PR #14154, opened 2024-04-19
[Workers AI] Adds dynamic model names to the responses section

craigsdennis:
These shouldn't be hardcoded anymore. We have the power.

### DIFF
--- a/layouts/partials/models/responses/text-generation.md
+++ b/layouts/partials/models/responses/text-generation.md
@@ -37,7 +37,7 @@ return new Response(stream, {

- - - -

**Work to be completed**
Transcribe exactly the line containing "[Workers AI] Adds" and all remaining lines of the material, ending with the last one.

**Response to the exercise**
[Workers AI] Adds dynamic model names to the responses section

craigsdennis:
These shouldn't be hardcoded anymore. We have the power.

### DIFF
--- a/layouts/partials/models/responses/text-generation.md
+++ b/layouts/partials/models/responses/text-generation.md
@@ -37,7 +37,7 @@ return new Response(stream, {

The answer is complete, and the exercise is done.